### PROBLEM TO SOLVE
Compute how many lines in the entries below include the string "that". Only the number is wanted.

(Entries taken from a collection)
>>>

PR #440, opened 2021-02-08
Eh check only new links

ericherman:
Here a rough starting point for checking new links.

TODO: At the time of this rough draft, it does not yet have a url-ignore feature, but I'd like to get some early feedback on the idea.

### DIFF
--- a/script/check-new-links.sh
+++ b/script/check-new-links.sh
@@ -1,0 +1,49 @@
+#!/bin/bash
+
+NOT_OK_COUNT=0
+SKIP_PATTERNS=(
+	'github\.com' # links may not exist yet
+	'twitter\.com' # twitter is broken
+)
+
+if [ "_${VERBOSE}_" == "__" ]; then VERBOSE=0; fi
+
+for URL in $(git diff develop |
+		grep '^+' |
+		grep -Eo '(http|https)://[^)">]+'); do
+	SKIP_URL=0
+	for PATTERN in "${SKIP_PATTERNS[@]}"; do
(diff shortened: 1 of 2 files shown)


Ainali:
I tried it and did a small change and got this result, which we perhaps should handle:

```
./script/check-new-links.sh 
https://help.github.com/articles/creating-an-issue/
HTTP/2 301 
FAIL: 1 new URLs were not OK
```

ericherman:
Perhaps. I'd like newly added links should not reference "moved permanently" old locations, thus I'm on the fence about this one.

Ainali:
That is a very good point and I think I agree with it in general, but doesn't that mean that some short URLs cannot be added?
I am not saying it is a blocker of any kind, just making sure we are making these decisions consciously.

ericherman:
@Ainali Your question raises a solid point ... perhaps "moved permanently" should maybe warn, but should not fail if the resource is there. Please try with this new addition.

Ainali (approved):
This is really cool and will be very helpful!

ericherman:
Okay, good. Thus the next step is to add a way to ignore urls. I'll sketch that out next.

ericherman:
> As a sidenote this example also shows why I (and we) should use new line more often, because the failing URL was not part of my change, but since the paragraph is long, it _is_ part of the diff.

Yes.
I think we can all be better about putting in newlines after every period.

ericherman:
Okay, URL ignore via regular expression added. @Ainali what do you think now?

Ainali (approved):
I tried a few different test cases and it works fine!

felixfaassen (approved):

<<<

### ANSWER FOR THIS EXERCISE
2